Thursday, December 17, 2009

Guns and terrorism

America's lax gun laws allow foreign and domestic terrorists as well as extremists easy access to all types of weaponry. Just one example is the increasingly popular 50 caliber sniper rifle. Originally designed for military use, and currently used by U.S. troops in Iraq, these anti-armor rifles can penetrate the armor plating of armored vehicles, turn commercial jetliners into bombs on the ground, knock helicopters out of the air, and ignite railcars and stationary tank farms containing extremely hazardous, volatile, and explosive chemicals.
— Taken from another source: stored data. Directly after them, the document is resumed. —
Issue #871, opened 2026-07-09
Close the remaining warm-claim activate gap (76 ms P50 vs the published ~27 ms): hot-page preload, handshake connection reuse, egress execs


stubbi:
### Context

Follow-up to the m7 lazy live-cow restore (PR #869), which cut warm-claim activate from 212 ms to 76 ms P50 by no longer copying the whole mem file into the guest memfd inside `PUT /snapshot/load`.

The README quotes `~27 ms P50` warm-claim activate. On the bare-metal reference node (Intel i7-6700, 4c/8t, kernel 6.18) the post-fix number is **76 ms P50**, reproduced with `bench/husk-activate-latency.sh` (see `bench/results/2026-07-09-lazy-livecow-restore.md`). The remaining 49 ms is accounted for, not mysterious.

### Stage budget after the lazy restore (mean of 6 sustained claims, ms)

| stage | mean | what it is |
|---|---|---|
| `guest_ready` | 24.9 | demand fault-in of the guest's working set, plus the readiness probe |
| `handshake` | 16.3 | fork-correctness `NotifyForked` + `Configure` over vsock |
| `egress_filter` | 13.3 | 3 fork/execs: `ip link del`, `ip -batch -`, `nft -f -` |
| `vmstate_restore` | 12.8 | `PUT /snapshot/load` (was 195.5) |
| `resume` | 1.0 | |
| total | 68.3 | |

### Proposed work, roughly in value order

1. **Hot-page preload before `Resume` (targets `guest_ready`).** The machinery already exists: `cas.HotPageSet` is recorded in template manifests and `internal/fork/uffd_linux.go` already preloads a hot set for the forkd UFFD restore path. The husk's WP handler does not. Preloading the recorded hot set with `UFFDIO_COPY ... MODE_DONTWAKE` before resume should remove most of the demand faults from the critical path.

2. **Reuse the readiness connection for the handshake (targets `handshake`).** `guestReadyGRPC` dials the guest agent, `Ping`s it, and then **closes the connection it just proved healthy**; `notifierGRPC` immediately dials a fresh one. The seam types (`guestReady`, `notifier`) would need to pass the client through, so this is a small refactor rather than a one-liner.

3. **Collapse the remaining egress execs (targets `egress_filter`).** The nft ruleset is already one atomic `nft -f -`. The two `ip` invocations could fold into the existing `ip -batch -`, or move to netlink and drop the process startup entirely.

[...]

PR #877, opened 2026-07-09
fix(sdk): pool HTTP connections so a create does not pay two TLS handshakes

stubbi:
## Thinking Path

> - Mitos boots Firecracker microVMs and forks them via copy-on-write snapshots; the hosted path is SDK -> gateway -> controller -> husk-stub.
> - After the m7 lazy restore and handshake reuse, the engine's warm-claim activate is 60 ms P50, but the number a user feels is time-to-interactive: create() -> first exec returned.
> - Measured from a same-region client with a new committed harness, TTI was 572 ms P50, and attribution showed the engine was a minority of it.
> - The single largest component was the SDK itself: every create() built TWO fresh httpx.Clients and terminate() closed them, so each create-plus-first-exec paid two full TLS handshakes (~95 ms each same-region) and discarded the connections.
> - This pull request pools one keep-alive client per (base URL, timeout) and stops terminate() from closing it.
> - The benefit is 197 ms off the P50 a user actually experiences, with zero engine or server change.

Related: #871 (the latency-gap tracking issue) and #15 (competitor comparison; this adds the ComputeSDK-comparable harness).

No prior issue named the SDK transport. Problem statement: `DirectSandbox.__init__` and `SandboxServer.__init__` each did `httpx.Client(...)` per object, and `DirectSandbox.terminate()` called `self._http.close()`. Sequential TTI iterations showed no connection-warmup trend, confirming nothing was ever reused.

## What Changed

- `mitos/direct.py`: `_http_for(base_url, timeout)` returns a pooled keep-alive `httpx.Client` shared process-wide; keyed by timeout too, because the sandbox path uses 30 s and the server path 60 s and collapsing them would silently change one. Closed entries are rebuilt. `close_http_pools()` exported for shutdown and tests.
- `terminate()` still issues its DELETE but no longer closes the shared client.
- `sdk/python/tests/conftest.py`: resets the pool around every test. Several modules point mock servers or transports at the same localhost URL; the full suite caught a pooled client cached by one module leaking into the next, which is exactly the isolation hazard a global pool introduces in tests.
- `bench/tti-latency.py`: reproducible time-to-interactive harness (API request -> first successful exec, the ComputeSDK definition), paced under the free tier's 5-creates-per-minute limit with visible backoff so throttling never pollutes the latency distribution.
- Follow-ups (not this PR): `aio.py` and cluster-mode `sandbox.py` build fresh clients the same way.

## Verification

- [x] `PYTHONPATH=. python3 -m pytest tests/` in `sdk/python`: 346 passed, 1 skipped
- [x] New tests written failing first (`tests/test_http_pool.py`): same-URL sharing, per-timeout keying, closed-entry rebuild, sandbox+server sharing, and that `terminate()` does not close the pool (this one fails against the old behavior by construction: the old code closed the client)
- [x] **Measured on the hosted API from a same-region client** (Hetzner, 32 ms RTT to api.mitos.run), N >= 10 sequential, harness committed in this PR:

| | TTI P50 | create median | first-exec median |
|---|---|---|---|
| before (fresh clients) | 571.6 ms | 407.9 ms | 172.4 ms |
| after (pooled) | **374.4 ms** | 268.2 ms | 97.0 ms |

For context against the only public apples-to-apples benchmark (ComputeSDK sequential TTI medians): Daytona 137 ms (container-based), Northflank 269 ms, E2B 368 ms. This change moves Mitos from last to parity with E2B, with a full KVM microVM per sandbox.

## Risks

- A pooled client is shared across sandboxes and threads. `httpx.Client` is documented thread-safe; the pool itself is guarded by a lock.
- Behavior change: sockets survive `terminate()`. Long-lived processes keep up to 20 keep-alive connections per base URL (bounded by `httpx.Limits`); `close_http_pools()` releases them.
- A server closing idle keep-alive connections is handled by httpx/httpcore connection checkout (dropped connections are discarded and re-dialed).
- Timeout semantics preserved by keying the pool on timeout.
- No security-surface change: same TLS verification, same auth headers; the Authorization header stays per-request, never per-connection, so two orgs sharing a process cannot leak credentials through the shared pool.

## Model Used

- Anthropic Claude Fable 5, model id `claude-fable-5` (1M context), extended thinking enabled.

## Checklist

- [x] Docs updated in the same PR (the harness docstring is the methodology doc; no user-facing doc describes SDK transport internals)
- [x] Threat-model delta (docs/threat-model.md) included if the security surface moved (no surface change: same TLS verification and per-request auth)
- [x] Benchmark run (bench/) included if the hot path was touched (the harness itself is added in this PR and the before/after are in Verification)

## Summary by CodeRabbit

* **New Features**
  * Added a Python benchmark to measure “time to interactive” (TTI), including percentiles, mean/max, success rate, and rate-limit retry behavior.
* **Improvements**
  * Improved Python SDK HTTP efficiency by reusing pooled connections across sandbox and server operations.
  * Improved streaming behavior so HTTP connections are only returned after response data is fully consumed.
* **Bug Fixes**
  * Prevented shared HTTP pools from being closed during sandbox termination.
* **Tests**
  * Added coverage for HTTP pooling, streaming connection reuse, and template caching behavior.
* **Public SDK**
  * Exposed a helper to close cached HTTP connection pools on demand.


stubbi:
All three findings fixed in `7d6de3d5`, and the second one was a real correctness bug in the harness rather than a nit.

**Exhausted rate-limited retries vanished from the stats.** An iteration whose three attempts were all rate limited hit `continue` every time, so it was appended to neither `tti` nor `failures` and disappeared from the denominator. A `for/else` now records the exhausted iteration as a failure. Verified by simulation (one good iteration, one fully throttled): it reports `1/2 (50.0%)` where it previously reported `1/1 (100.0%)`. A run that produced almost no usable samples could have claimed a 100 percent success rate.

**No timeout on `urlopen`.** An unresponsive API hung the harness indefinitely instead of failing the iteration. `_req` now passes `timeout=REQ_TIMEOUT` (30 s).

**PEP 585 generics.** `Dict`/`Tuple` are now `dict`/`tuple`, and the unused `typing` imports are gone. The package is `requires-python >=3.10` and already does `from __future__ import annotations`, so the builtin generics are safe here.

Since this review, `78a9188e` added three more latency fixes to the same client path, each with a regression test that counts TCP accepts on an in-process HTTP/1.1 keep-alive server (the only observation that distinguishes a pooled connection from a re-established one), and each fails on the unfixed code:

- a streaming Connect RPC never returned its connection to the pool, because the reader stopped at the terminal frame and left the body short of EOF. `run_code` was worse: it broke at the `exitCode` **message** frame, so the end-stream frame was never read at all. Every exec re-handshaked TLS, roughly 70 ms per call, on the hottest path an agent has.
- the pool was keyed by `(base URL, timeout)`, so `create` (60 s client) and the first exec (30 s client) never shared a socket. In httpx the connections live in the transport, not the client, so the clients now share one transport and keep their own timeouts.
- `create()` re-resolved the identical template on every call (~50 ms of a ~300 ms create). It is now cached per process, keyed by API key as well as base URL and image so one org never skips its ensure because another warmed the cache, and hashed so the key value is not held anywhere a traceback could print it. Shaped templates are never cached, and a 404 from fork drops the entry, re-ensures, and retries once.

Measured same-region against `api.mitos.run`, paced 20 iterations: TTI P50 **495 ms -> 341 ms**, min 273 ms, 20/20 success.

stubbi:
All four addressed in `bc7475e9`.

**TOCTOU on the template cache (Major).** Correct, and it defeated the optimization exactly where it matters. Two threads calling `create()` for the same `(base_url, image, key)` both saw a miss and both paid the network ensure. Fixed with a lock **per cache key**, taken around a double-checked read, for the reason you gave: a single global lock would serialize every create in the process behind one network call, including creates for unrelated images and orgs. The key is marked ensured only after the call succeeded, so a raising ensure leaves the next caller to retry, and the 404 re-ensure path goes through the same helper so a burst of concurrent 404s re-ensures once rather than once per thread.

The regression test holds the first thread INSIDE the ensure while the second one runs, and joins both before asserting, so a slow second thread cannot make it pass by accident: without the lock it reaches the ensure eventually and the count is 2. Verified it fails on the unfixed code.

**Do not characterize this as a clean peer comparison (Major).** Taken, and this one deserved more than a rewording. The claim about the faster providers is now replaced by evidence rather than removed: ComputeSDK publishes a BURST run, and burst-over-sequential separates providers that hand out a pre-warmed sandbox from providers that provision per request.

| provider | seq P50 | burst P50 | burst/seq |
|---|---|---|---|
| isorun | 12.8 | 48.2 | 3.8x |
| northflank | 95.9 | 189.0 | 2.0x |
| daytona | 136.2 | 705.0 | 5.2x |
| e2b | 365.6 | 471.0 | 1.3x |
| modal | 470.9 | 565.4 | 1.2x |

The page now says our row is not a measured position in their leaderboard, that even the E2B ordering is directional because it was not produced by the same harness on the same client, and that claiming a position requires shipping an adapter to `computesdk/computesdk`. It also records the two conclusions that point at us rather than at them: mitos is a pool checkout too, so the Daytona comparison is a fair fight we currently lose; and our `warm.min: 8` on one KVM node would degrade badly under the same burst, which is a capacity fact to fix, not a number to quote.

**Socket reuse stated as an invariant (Minor).** Right. It now reads as an observation of the measured run, and points at the property that IS guaranteed and tested: three streaming RPCs must open exactly one TCP connection, asserted by counting accepts on an in-process keep-alive server.

**Ruff S110 on the drain (Trivial).** Extended to `# noqa: BLE001,S110`. The swallow is intentional and now says so to the linter as well as the reader. On the test-handler nits (UP031, ANN202/ANN002): ruff is not wired into CI in this repo (`python-test` runs pytest only), so I have left the percent-format in the test as is rather than churn unrelated lines; happy to add ruff as a separate PR if you want the rule family enforced.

Violence Policy Center research revealed that Al Qaeda acquired 25 of these rifles soon after they became available on the U.S. civilian market.
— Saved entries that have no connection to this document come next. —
Issue #838, opened 2026-07-07
Restored source guest-agent vsock breaks after its own fork snapshot (Full and live-cow paths)


stubbi:
## Summary

A source VM RESTORED from a snapshot cannot be reached over its guest-agent vsock after it takes a fork snapshot of itself, on the real-KVM harness. The source IS resumed (distinct from #759, where the parent is never resumed), but the guest-agent vsock connection resets, so an exec on the source returns `recv exec frame: EOF`.

This is NOT specific to the live-cow write-protect fork. It reproduces identically on the stock FULL-snapshot fork path.

## Evidence (real-KVM firecracker-test, mitos-run/mitos#837)

The live-cow source-arm KVM test runs a FULL-snapshot control (live-cow OFF) alongside the live-cow armed path, same harness, same snapshot:

- live-cow armed source: `create_snapshot=7.54ms` (vmstate-only), then exec on the source -> EOF.
- FULL-snapshot control source: `create_snapshot=542.55ms` (writes the mem file), then exec on the source -> the SAME EOF.

Firecracker log on both paths, right after the post-restore device kick and BEFORE any live-cow freeze:

```
[husk-...:main] Received signal 13, code 0.
[husk-...:main] vsock: error writing to local stream (lp=..., pp=53): GuestMemoryMmap(IOError(Os { code: 32, kind: BrokenPipe }))
```

`pp=53` is the guest-agent vsock port. The connections that break (`lp=0x40000000`, `0x40000001`) are the ones the guest held at snapshot time; the guest resets them on the restore-resume. Because this fires on the restore-resume itself (before the fork freeze), the live-cow write-protect path is not the cause.

## Why this matters here

Issue #832 (PR #837) makes the RESTORED source ARM the live-cow fork so the vmstate-only capture engages (`create_snapshot` 364ms -> ~7ms, proven green). That work is correct and independent of this bug. PR #837 therefore keeps the live-cow correctness assertions hard (source arms, vmstate-only capture, no mem file, WP faults served, child inherits the source memfd) but SCOPES the "source still execs after its own fork" assertion, because a FULL-snapshot source fails it identically. This issue tracks fixing the underlying restore-resume vsock reset so a restored source stays reachable after forking.

## Repro

`go test ./internal/husk/ -run TestForkSnapshotLiveCowSourceArmedVmstateOnlyKVM` on a KVM runner with the husk snapshot assets; the test logs the `#43 control` isolation result (misnumbered in an early note; this issue is the correct tracker).

PR #880, opened 2026-07-09
test(husk): measure the Full mem write instead of hard-coding 100ms

stubbi:
## Thinking Path

> - The `internal/husk` live-cow path takes a vmstate-only fork snapshot: it freezes the guest and writes the vmstate and frozen rootfs, but NOT the mem file, because the co-located child boots that memory from the source pod's shared memfd.
> - `TestForkSnapshotLiveCowSourceArmedVmstateOnlyKVM` guards that on real KVM. Alongside its structural gate (the fork wrote no `mem` file) it carried a timing gate: `create_snapshot < 100ms`.
> - That constant is a property of the machine, not of the code. `firecracker-test` is a REQUIRED check and it is currently failing on main because a shared KVM runner measured 177.4ms, and on an unrelated pull request that measured 103.8ms.
> - The invariant the check actually wants is that the capture is far cheaper than writing guest RAM. On the very runner that took 177.4ms to capture, the Full path took 1469ms to write the mem file, so the property holds by roughly ten times over and only the constant was fragile.
> - This pull request measures the Full mem write on the same host in the same run and asserts a ratio against it, instead of pinning the test to any particular disk.
> - The benefit is that a required check stops failing for reasons that have nothing to do with the code under test, while the gate gets STRONGER: it now compares against the real cost it claims to beat.

No issue existed; this is CI infrastructure correctness.

`firecracker-test`, one of the eight required checks, fails intermittently on main and on pull requests that cannot possibly affect it (for example #877, which touches only the Python SDK).

**Observed:**

- main, run 29052952930: `forksnapshot_livecow_kvm_test.go:201: create_snapshot stage = 177.444ms, want far below the ~364ms Full mem write (vmstate-only capture)` then `--- FAIL`.
- #877, run 29053555878: same assertion, `create_snapshot stage = 103.772ms`.

Both runs PASS every structural assertion in the test, including the one that matters: the armed live-cow fork wrote no `mem` file. Only the absolute 100ms bound failed, and the two runs differ from each other by 70 percent, which is the size of the noise on a shared runner.

## What Changed

- `fullPathRestoredSourceSurvivesFork` now returns `(survives bool, fullCaptureMs float64)`: the verdict it always returned, plus the `create_snapshot` cost of the FULL fork it performs, which is a real mem-file write of the same guest RAM on the same host.
- That control now runs unconditionally rather than only when the armed source cannot exec. It was already built for the issue #838 isolation check; it is now consulted for both purposes.
- The timing assertion becomes `capMs < fullCaptureMs/3` instead of `capMs < 100`. When the control cannot reach its fork, `fullCaptureMs` is 0 and the ratio check is skipped with an explicit log line rather than silently.
- On success the test logs how many times cheaper the capture was, so the number is visible in CI rather than merely asserted.

The structural gate is untouched and stays hard: an armed live-cow fork must write NO `mem` file, must write a non-empty `vmstate`, and must freeze the source rootfs.

## Verification

- [x] `gofmt -l internal/husk/forksnapshot_livecow_kvm_test.go` reports nothing
- [x] `go vet ./internal/husk/` clean
- [x] `go test -c ./internal/husk/` compiles
- [x] `firecracker-test` on this pull request is the real environment for the assertion: it needs `/dev/kvm` and the mitos-patched Firecracker, which a darwin workstation cannot provide. The job on this PR is the verification.

Expected in the CI log: `vmstate-only capture <N>ms vs FULL mem write <M>ms on this host (<R>x cheaper)`.

## Risks

Low risk, and test-only. It adds no new hard-fail path: every way the FULL control can fail to reach its fork (Prepare, Activate, agent connect, ForkSnapshot) already returned "not survived" and now also yields a zero baseline, which skips the ratio check with a log instead of failing. The `t.Fatalf` for a genuine live-cow regression still fires on exactly the same condition as before (the FULL control survives its fork but the armed source does not).

Cost: one extra VM boot per run of this test, because the control that used to run only on the failure path now always runs. The test took 1.93s in the failing run; the control adds roughly two seconds, inside a job that takes eleven minutes.

## Model Used

## Checklist

## Summary by CodeRabbit

* **Tests**
  * Updated snapshot performance validation to benchmark vmstate-only `create_snapshot` against the host’s measured full-snapshot baseline, using a ratio-based threshold.
  * Continued enforcing that vmstate-only snapshots do not generate a memory file.
  * Improved diagnostic behavior by reusing the full-path control outcome to better classify fork/exec failures, and failing explicitly if the full-path control never reaches its fork.
  * Skips the ratio check when a full-snapshot baseline cannot be measured.

### DIFF
--- a/internal/husk/forksnapshot_livecow_kvm_test.go
+++ b/internal/husk/forksnapshot_livecow_kvm_test.go
@@ -191,14 +191,33 @@ func TestForkSnapshotLiveCowSourceArmedVmstateOnlyKVM(t *testing.T) {
 	}
 
 	// (SUB-MS CAPTURE) the paused-window freeze + create_snapshot stages are recorded,
-	// and create_snapshot is far below the ~364ms Full mem write it replaces.
+	// and create_snapshot is far below the Full mem write it replaces.
 	for _, stage := range []string{"pause", "freeze", "create_snapshot", "resume"} {
 		if _, ok := fres.Stages[stage]; !ok {
 			t.Errorf("armed live-cow fork result missing stage %q; got %v", stage, fres.Stages)
 		}
 	}
-	if capMs := fres.Stages["create_snapshot"]; capMs >= 100 {
-		t.Errorf("create_snapshot stage = %.3fms, want far below the ~364ms Full mem write (vmstate-only capture)", capMs)
+
+	// Boot the FULL-snapshot control now, unconditionally. It serves two purposes: it
+	// measures what writing the mem file ACTUALLY costs on this host right now, and it
+	// is the #838 isolation control consulted further down.
+	//
+	// This assertion used to be an absolute "create_snapshot < 100ms". That is a
+	// property of the machine, not of the code: shared CI runners measured 103.8ms and
+	// 177.4ms for the same capture and failed a check whose intent is only that the
+	// capture is far cheaper than writing guest RAM. The same runners took 1469ms for
+	// the Full mem write, so the ratio is ~10x and a same-host baseline expresses the
+	// invariant without pinning it to any particular disk.
+	fullSurvives, fullCaptureMs := fullPathRestoredSourceSurvivesFork(ctx, t, snapDir, templateRootfs, fcBin, memMiB)
+	capMs := fres.Stages["create_snapshot"]
+	switch {
+	case fullCaptureMs <= 0:
+		// Never silently skip: say so. The no-mem-file assertion above stays the hard gate.
+		t.Logf("no FULL-path capture baseline on this host (control did not reach its fork); skipping the capture-cost ratio check, create_snapshot = %.3fms", capMs)
+	case capMs >= fullCaptureMs/3:
+		t.Errorf("create_snapshot stage = %.3fms, want far below the %.3fms the FULL mem write costs on this same host (the vmstate-only capture must skip the %dMiB mem write)", capMs, fullCaptureMs, memMiB)
+	default:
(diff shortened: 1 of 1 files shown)


stubbi:
Good catch, and it is a false-pass path that is older than this pull request. Fixed in `359e0212`.

`fullPathRestoredSourceSurvivesFork` was returning one bool for two facts that are not the same:

- the FULL-path control **reached its fork and then could not exec**, which confirms issue #838 and exonerates the write-protect freeze;
- the control **never got as far as its own fork** (Prepare, Activate, agent connect, or ForkSnapshot failed), which proves nothing at all.

The caller treated both as evidence of #838 and downgraded "the armed source cannot exec after its fork" to a log line. So on any run where the control was simply broken, a real live-cow regression would have passed CI.

The helper now returns a `fullPathControl` with `forkReached`, `survives`, and `captureMs` as separate fields. The armed-source-cannot-exec branch now fails closed:

```go
if !control.forkReached {
    t.Fatalf("armed live-cow source cannot exec after the fork, and the FULL-snapshot control never reached its own fork, so issue #838 can be neither confirmed nor ruled out: %v", err)
}
if control.survives {
    t.Fatalf("... the write-protect freeze is the regression: %v", err)
}
```

and the pre-existing #838 is reported only when the control genuinely reached its fork and died there. `captureMs == 0` keeps its single meaning: no baseline was measured, so skip the timing ratio (with an explicit log, never silently).

For the record, the assertion this PR replaces the constant with did fire correctly in CI on the previous commit:

```
forksnapshot_livecow_kvm_test.go:220: vmstate-only capture 20.940ms vs FULL mem write 1127.318ms on this host (53.8x cheaper)
```

That same runner previously measured the capture at 177.4ms and failed the old `< 100ms` bound. A 53.8x ratio against a same-host baseline is the invariant; an absolute millisecond count never was.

In addition to the 50 caliber sniper rifle, all stripes of extremists have access to a plethora of assault weapons, high-capacity ammunition magazines, loosely regulated black and smokeless powder explosive materials, body armor, explosive devices lacking the powder charge, and other materiel. In short, virtually everything needed to arm and equip a small army is available legally in the United States because of our lax laws.
There is no question that terrorists are taking advantage of America's weak gun laws. According to the Government Accountability Office, between February 3, 2004, and June 30, 2004, a total of 44 firearm-related background checks resulted in valid matches with terrorist watch list records. Nevertheless, 35 transactions were allowed to proceed because the background checks found no prohibiting information, such as felony convictions, illegal immigrant status, or other disqualifying factors. Current law is so weak that being a known member of a foreign terrorist organization does not prohibit a person from legally buying and possessing guns. The VPC is working to change that.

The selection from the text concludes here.